It involved 4 Phases: Planning, Designing, Implementation and Maintenance
Planning involves
- Understanding of business requirements and Identifying the scope of whole DW ( is it for reporting or for creating cube)
- Understanding the heterogeneous sources from where the data is going to pulled and the destinations to which the data is going to.
- Planning for conceptual, logical and physical schema of pre-staging DB, staging DB and destination data-warehouse.
- Understanding the backup and recovery OLTP database
Designing
- Designing an algorithm for Data Profiling
- Documenting the “Finding” for Data Profiling
- Designing Pre-staging area
- Designing the Incremental load algorithm for packages whether it will be Cyclic Redundancy Checksum algorithm or triggers implementation
- Design the debugging methods (Checkpoints, Breakpoints and data viewers)
- Designing the event handlers on pre-execute, post-execute, on-error, on failure, on variable change etc
- Designing log mechanisms for error handling using Audit transformation in SSIS 2005
- Designing the Package Configurations to move packages between environments
- Designing the Destination Data-warehouse schema.
Implementation
- Implementing everything what we designed
- Documenting each database object created
- Perform the unit testing and functionality testing for each of the package
Maintenance
- Improving latency of packages, queries and stored procedures involved in ETL process
- Taking care of Backup Schedules and Scheduling Packages
What is Data Profiling?
Data Profiling is analyzing the data to find if the data is fit for the project or should be discarded.
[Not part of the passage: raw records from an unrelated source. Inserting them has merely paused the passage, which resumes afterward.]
PR #757, opened 2017-02-07
Link Expansion Refactor

kevindew:
This PR refactors the Link Expansion and Dependency Resolution concepts of the Publishing API. It was brought about due to a changing need of requirements so that recursive links were required in both direct and reverse links.

It aims to make greater use of sharing code between both: direct and reverse links; and link expansion and dependency resolution. It is also aims to make the features _hopefully_ easier to understand and debug.

# Things that have changed

## LinkExpansion and DependencyResolution as class level concepts
Hopefully this should make it easier to work out where to start with both concepts and make it easier to test how things should run in a developer console. 

## Unified dependee/dependent process
Rather than these being separate classes they are now performed together. The terminology has changed to direct and reverse links.

## Updated means to define allowed paths of links
Rather than having an array of link_types where the last one is considered _sticky_ we now have a means to define which item in a list of link types is recursive by a method on the symbol: `[:organisations, :parent.recurring]`

## Shared queries to access Links
The same queries: `Queries::LinksTo` and `Queries::LinksFrom` are used to access Links and DependencyResolution.

## Simplify state fallback
In many places we used to pass around a `state_fallback_order` field and became unnecessarily complicated with the usage of withdrawn links and similar.
Very rarely do we actually need the flexibility of a state fallback system and what we actually need to know is just whether drafts are a concern or not.

## Link Graph model
This PR introduces a light weight model called `LinkGraph` which is used to represent the relations of a link. This model in populated in both link expansion and dependency resolution as the source of the data. It can be accessed in a developer console to print out the links in either concept to ease debugging `DependencyResolution.new(content_id).link_graph.to_h`

## Separate determining links from adding content to them
Expanded links now build up a graph of links before populating them with content.


lib/link_expansion/content_repository.rb
```diff
@@ -0,0 +1,38 @@
+class LinkExpansion::ContentRepository
```
thomasleese: I think a better name might just be `ContentCache`.

PR #759, opened 2017-02-07
Support "search_in" parameter in get_content.

danielroseman:
This allows specifying which fields to search against, as a comma
separated list. We support a single level of nesting with a dot
seperator. So, to search against title and the value inside the
description hash, do:

    ?search_in=title,description.value

If not provided, it will default to the existing title and base_path.

Benchmarks, from bench/get_content_items.rb

without search:
..........  0.790000   0.260000   1.050000 (  3.063176)
queries: 30

with search
..........  0.800000   0.270000   1.070000 (  3.084760)
queries: 30

### DIFF
--- a/app/controllers/v2/content_items_controller.rb
+++ b/app/controllers/v2/content_items_controller.rb
@@ -9,7 +9,8 @@ module V2
         fields: query_params[:fields],
         filters: filters,
         pagination: pagination,
-        search_query: query_params.fetch("q", "")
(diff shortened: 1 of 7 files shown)


danielroseman:
It occurred to me there might be an SQL injection vulnerability here; the top level fields are validated by the nested ones aren't, so it might be possible to craft something nasty. I'll take another look tomorrow.

PR #762, opened 2017-02-08
Fact check access limited

kevindew:
It appears we aren't storing fact_check_ids that can be received, it looks like this was just a missing piece of the fact_check_id work. 

Custom are hoping to start using these and hit an issue that they couldn't store these.

Migration takes 0.13 seconds
```
*** [err :: backend-1.backend.integration.publishing.service.gov.uk] Migrating to AddFactCheckIds (20170208172603)
*** [err :: backend-1.backend.integration.publishing.service.gov.uk] == 20170208172603 AddFactCheckIds: migrating ==================================
*** [err :: backend-1.backend.integration.publishing.service.gov.uk] -- add_column(:access_limits, :fact_check_ids, :json, {:null=>false, :default=>[]})
*** [err :: backend-1.backend.integration.publishing.service.gov.uk] -> 0.1345s
*** [err :: backend-1.backend.integration.publishing.service.gov.uk] == 20170208172603 AddFactCheckIds: migrated (0.1347s) =========================
*** [err :: backend-1.backend.integration.publishing.service.gov.uk] 
```

### DIFF
--- a/db/schema.rb
+++ b/db/schema.rb
@@ -10,16 +10,17 @@
 #
 # It's strongly recommended that you check this file into your version control system.
 
-ActiveRecord::Schema.define(version: 20170207155436) do
+ActiveRecord::Schema.define(version: 20170208172603) do
 
   # These are extensions that must be enabled in order to support this database
   enable_extension "plpgsql"
 
   create_table "access_limits", force: :cascade do |t|
-    t.json     "users",      default: [], null: false
-    t.datetime "created_at",              null: false
-    t.datetime "updated_at",              null: false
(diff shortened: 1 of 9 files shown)


db/schema.rb
```diff
@@ -49,6 +50,50 @@
     t.index ["edition_id"], name: "index_change_notes_on_edition_id", using: :btree
   end
 
+  create_table "content_items", force: :cascade do |t|
```
danielroseman: Not sure how these are being added.

kevindew: Oh yuck, thanks for catching that mess. I'll just fix it up.

PR #763, opened 2017-02-09
Fix documents reverse link name

thomasleese:
An 's' was accidentally added making it 'documents_collections'
when it should actually be 'document_collections'.


thomasleese:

Data Profiling involve creating “Dynamic SQL Procedure” for
- Finding length of the columns
- Finding the max value
- Finding the min value
- Count of all the rows
- Count of all the null values
- Finding the null percentage
- Checking patterns if any (i.e data consistencies)
- Incorrect spelling
- Mis-spelt spelling
- White space (blank space)
Appropriate action should be taken to handle the following situations, along with many others: name and address parsing, inconsistent descriptive values, missing decodes, invalid data, and missing data.Then Document this finding to pinpoint the discrepancies in the data and validate if the data can be used for project or can it be the source of ETL Process
What does ETL even Mean? Well, Its and abbreviation for
Extraction: Extract the relevant data
Transform : Transfer data to DW format
— Build Keys
— Cleansing the data
–Confirm the data
Load: Load data into DW
An ETL developer is an important person to almost every organization because he/she has lot of impact on the data use for analysis and other business decisions.